With state legislative redistricting, the 9th Congressional District redo election, and the state House’s budget veto override vote taking all the attention last week, it is easy to forget that the General Assembly still has not passed absentee ballot reform legislation. This despite the need to combat ballot harvesting, which is much more widespread in North Carolina than the weak official response to it would indicate.
The good news is that both chambers have passed versions of absentee ballot reform. The bill, SB 683, is sponsored by Senators Warren Daniel (R – Avery, Burke, Caldwell), Floyd B. McKissick, Jr. (D – Durham), and Ralph Hise (R – Madison, McDowell, Mitchell, Polk, Rutherford, Yancey). One version passed the Senate 49-0 while another version passed the House 112-1, an indication of the bill’s broad bipartisan support.
The General Assembly will likely get to reconciling the different versions of the bill soon, so this is a good time to see how the latest version of the bill (version 6) compares with the version I reviewed in early July (version 2). Below are some of the more significant differences between the two versions of the bill, along with my assessment of whether the change is a step forward or back.
Absentee ballot reform
- The earlier version made absentee ballot requests confidential until the voter had voted. The latest version makes absentee ballot requests a public record, as they are currently. (While there is value in being able to see the record of absentee ballot requests, this is a step backwards for allowing ballot harvesters a chance to get to those who have made absentee ballot requests.)
- The earlier version stopped the use of standardized forms. The latest version brings back standardized forms but requires that they be created by the State Board of Elections (in theory, eliminating the mass copying of forms by ballot harvesters) and states that they can only be delivered to the county board of elections by the voter, a near relative or guardian of the voter, or a member of multipartisan team as designated by the county board of elections. (This is not really a step backwards given how difficult it would be for many citizens to know every piece of information they would need to an absentee ballot request.) However…

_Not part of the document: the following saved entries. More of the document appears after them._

PR #120, opened 2021-01-31
Quick CI run on push

alessandrofelder:
## Description
This PR adds a fast workflow, detailed in `brief.yml`, that will be triggered at every push. This is for developers to get feedback as quickly as possible at every push. Furthermore, this PR adds functionality for draft PRs to skip the extensive CI build.

### A note on build times
Builds take ~3 minutes for Ubuntu, ~7 minutes for MacOS, and about 25 minutes for Windows. The large time difference to Windows is because `ccache` is not compatible with `ClangCL` or `MSVC`, the only compilers I managed to get to build the project successfully on Windows. The smaller time difference between MacOS and Ubuntu seems to be largely due to the longer amount of time it takes to download and install the dependencies with `brew`, which might be worth optimising in the future (e.g. using a GHA cache).

### A note on CI not passing
Checks for this CI were run twice ([first run](https://github.com/sbmlteam/libsbml/actions/runs/525793421), [second run](https://github.com/sbmlteam/libsbml/actions/runs/525793421)). One job (out of 216) failed during each of these runs, and it wasn't the same one. The second failure at least was because of some connection timing out. After discussion with @skeating this morning, we think this should be safe to ignore, but maybe still worth noting here.

## Motivation and Context
Currently, there is just one CI workflow on the development branch, which takes a lot of time, and is only run on PR (including draft PRs) to development. The motivation behind this PR is to provide developers with feedback as soon as possible after pushing, as well as to avoid draft PR triggering long builds.

## Types of changes

## Checklist:

- [x] I have updated all documentation necessary (CI docs are work-in-progress and currently in a document on our shared drive).

## Testing
- [x] This cannot be tested automatically - (tests can be seen passing [here](https://github.com/alessandrofelder/libsbml/actions/runs/525417194), although this does not prove that the CI itself is set-up well. It does look reasonable from looking at the logs though.)


fbergmann (approved):
i agree, the timeout does not have anything to do with the files committed here. But this will likely happen every once in a while when we have so many runs!

PR #121, opened 2021-02-16
Add basic nightly builds

alessandrofelder:
## Description

This PR adds a completely new GitHub actions workflow file, that is aimed at taking care of nightly builds.
The workflow is scheduled to run at 5 AM UTC (but actually seems to start around 15 minutes later) every day.
For each of Windows, Mac and Ubuntu, it builds and run the tests, with stable packages, and with all packages.
It then packages the builds into binaries and provides them as compressed files (zip for Windows, zip and tar.gz for unix-based OSs) with appropriate names. An example of the binaries provided can be seen [here](https://github.com/alessandrofelder/libsbml/actions/runs/570612644).

All CI currently only has Java bindings. Providing users with bindings to other languages will be done in a separate PR, which will also add those bindings to the two other workflows we have.

I am not sure what the best way to test the artifacts is? I would appreciate reviewer comments on this.

## Motivation and Context

This is a step towards a simpler and more frequent provision of the latest builds of libsbml.
More language bindings should be provided soon.

## Types of changes

## Checklist:

- [x] I have updated all documentation necessary (CI/CD docs currently held in a separate document on google drive).

## Testing
- [x] This cannot be tested automatically. Not sure how to best test this. Could manually download artefacts and check that they work well in conjunction with software they are supposed to integrate well with?

### DIFF
--- a/.github/workflows/store-artefact.yml
+++ b/.github/workflows/store-artefact.yml
@@ -1,6 +1,8 @@
 name: CMake (create and store Windows artefact)
 
-on: [push]
+on:
+  schedule:
+    - cron:  '0 5 * * *'
 
 env:
   BUILD_TYPE: Release
--- a/.github/workflows/store-artefact.yml
+++ b/.github/workflows/store-artefact.yml
@@ -108,7 +108,6 @@ jobs:
       - name: Build
         working-directory: ${{runner.workspace}}/build
         shell: bash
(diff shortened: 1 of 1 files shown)


fbergmann (approved):
looks good so far, i'll approve it and comment on the files later, once a run has gone through. thanks!

PR #1222, opened 2026-06-26
Preserve in-place message on signing failure

### LINKED ISSUE #1217: In-place signing failure wipes the input message
The public `crypto_sign` API documents that the signed-message output buffer `sm` can be equal to the message input buffer `m`. In that in-place mode, `mld_sign` first copies the message from the beginning of `sm` to `sm + MLDSA_CRYPTO_BYTES` at `mldsa/src/sign.c:1156` through `mldsa/src/sign.c:1164`. It then calls `mld_sign_signature`.

If signing fails after this copy, for example because the context length is greater than 255 and domain-prefix construction returns zero at `mldsa/src/sign.c:1610`, `mld_sign_signature` clears the detached-signature buffer at `mldsa/src/sign.c:1094` through `mldsa/src/sign.c:1095`. In in-place mode, that signature buffer is the start of the caller's original message buffer. The call returns `MLD_ERR_FAIL`, sets `smlen` to zero, and leaves the caller-visible original message wiped even though the message was an input.

fegge:
## Summary
- Preserve the caller's in-place message buffer when `crypto_sign` fails before producing a signature.
- Document the failure behavior for signed-message APIs.
- Add regression coverage for in-place signing failure and RNG-failure paths.

## Validation
- `clang-format -i mldsa/src/sign.c mldsa/src/sign.h mldsa/mldsa_native.h test/src/test_mldsa.c test/src/test_rng_fail.c`: passed
- `git diff --check -- mldsa/src/sign.c mldsa/src/sign.h mldsa/mldsa_native.h test/src/test_mldsa.c test/src/test_rng_fail.c`: passed
- `make run_func run_rng_fail -j4`: passed

Fixes #1217

---

### DIFF
--- a/mldsa/mldsa_native.h
+++ b/mldsa/mldsa_native.h
@@ -444,6 +444,9 @@ int MLD_API_NAMESPACE(signature_extmu)(
  *                     MLD_CONFIG_CONTEXT_PARAMETER is defined; type set by
  *                     MLD_CONFIG_CONTEXT_PARAMETER_TYPE.
  *
+ * On failure, *smlen is set to 0. No partial signed-message output is
+ * preserved, but if sm == m, the input message bytes remain unchanged.
+ *
  * @retval 0                               Success.
  * @retval MLD_ERR_OUT_OF_MEMORY           MLD_CONFIG_CUSTOM_ALLOC_FREE was
  *                                         used and an allocation via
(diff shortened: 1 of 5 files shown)


fegge:
Reopened from an upstream repository branch with DCO-signed commits so full CI can run: https://github.com/pq-code-package/mldsa-native/pull/1230

PR #1229, opened 2026-06-26
Document signing secret-key validity precondition

### LINKED ISSUE #1216: Signing accepts invalid secret keys that `pk_from_sk` rejects

fegge:
## Summary
- Document that signing APIs require a valid secret key.
- Point callers to `pk_from_sk` when they need to validate a serialized secret key before signing.
- Add a Wycheproof client comment explaining why `InvalidPrivateKey` signing vectors are skipped while `pkFromSk` still tests those keys.

## Validation
- `clang-format -i mldsa/src/sign.h mldsa/mldsa_native.h`: passed
- `git diff --check -- mldsa/src/sign.h mldsa/mldsa_native.h test/wycheproof/wycheproof_client.py`: passed
- `make run_func -j4`: passed
- `python3 test/wycheproof/wycheproof_client.py --data-dir <fresh-temp-dir>`: passed

Fixes #1216

---

### DIFF
--- a/mldsa/src/sign.h
+++ b/mldsa/src/sign.h
@@ -180,6 +180,10 @@ __contract__(
  *
  * @spec{Implements @[FIPS204, Algorithm 7, ML-DSA.Sign_internal].}
  *
+ * @warning This function does not perform secret key validation.
+ *          Callers importing serialized keys can use mld_sign_pk_from_sk
+ *          to validate them before signing.
+ *
  * @param[out] sig        Output signature.
  * @param[out] siglen     Pointer to output length of signature.
  * @param[in]  m          Pointer to message to be signed (when
@@ -192,7 +196,7 @@ __contract__(
  * @param      prelen     Length of prefix string. Ignored when
  *                        externalmu != 0.
  * @param[in]  rnd        Random seed.
- * @param[in]  sk         Bit-packed secret key.
+ * @param[in]  sk         Bit-packed secret key; assumed to be valid.
  * @param      externalmu 0: m/mlen is the raw message; mu = H(tr, pre, m) is
  *                        computed internally.
  *                        non-zero: m points to a precomputed mu of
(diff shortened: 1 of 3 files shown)


mldsa/src/sign.h
```diff
@@ -194,7 +194,10 @@ __contract__(
  * @param      prelen     Length of prefix string. Ignored when
  *                        externalmu != 0.
  * @param[in]  rnd        Random seed.
- * @param[in]  sk         Bit-packed secret key.
+ * @param[in]  sk         Bit-packed valid secret key. Signing does not perform
+ *                        full serialized secret-key validation; callers
```
hanno-becker: Should we make this more prominent? E.g.

```
Bit-packed secret key; assumed to be valid.
```

and further above/below

```
@warning This function does not perform secret key validation.
         Callers importing serialized keys can use mld_sign_pk_from_sk
         to validate them before signing.
```

@mkannwischer wdyt

It also sheds light that we might want to provide an explicit `mld_sign_sk_validate` or similar (even if it's just a dummy around `mld_sign_pk_from_sk`). Proposing to call `mld_sign_pk_from_sk` for key validation and throwing away `pk` is, at best, unintuitive.

hanno-becker (changes requested):
Thank you @fegge, I support this change. One could even make the comment more prominent, see comment. @mkannwischer wdyt

hanno-becker (approved):
LGTM

mkannwischer (approved):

- The latest version states that requests delivered through the US Postal Service or a “designated delivery service” shall be valid. (This is a step backwards. While I can appreciate the desire to keep the absentee-by-mail process as expedient as possible, this provision gives ballot harvesters a new route to submit massive amounts of absentee ballot requests (the first step in the ballot harvesting process) through the mail. If this version of the bill passes, local activists should look for spikes in the number of mailed-in absentee ballot requests as a red flag that their is a ballot harvesting operation going on in their county.)
- Requires those who cannot send a copy of an acceptable ID with their absentee ballot request to submit either their NC drivers license number, their voter ID number, or the last four digits of their social security number. (This is a step forwards.)
- Prohibits the display of a voter’s party affiliation on the outside of their ballot container envelope. (This is a small but obvious step forwards.)
- Increased the penalty for trying to sell an absentee ballot or ballot request, buy an absentee ballot or request, or pay someone based on the number of absentee ballot request forms returned to the county board of elections from a misdemeanor to a felony. (This is a step forwards.)
Early voting
- As with the earlier version of the bill the latest version reintroduces early voting on the last Saturday before election day. However, it mandates a closing time of no later than 2:00 PM (instead of 1:00 PM as in the earlier version) and eliminates the option for county boards to keep early voting going until 5:00 PM on the last Saturday. (Meh.)
- The latest version of the bill also instructs the State Board of Elections to consider whether a local early voting plan “disproportionately favors any party, racial or ethnic group, or candidate” before they approve it. This and the requirement that counties keep all early voting locations open for the same hours are an attempt to stop the “gerrymandering” of early voting. (I don’t know how much of an impact this would have, but it is a step forwards as far as it goes.)
The latest version also has an unrelated section allowing county boards to approve the continued use of direct record electronic (touchscreen) voting systems through 2020 after testing them in a simulated election.
Either version of SB 683 would be a great improvement over current law, but legislators should selectively keep some of the changes to the bill while bringing back some parts of the bill have been changed or removed.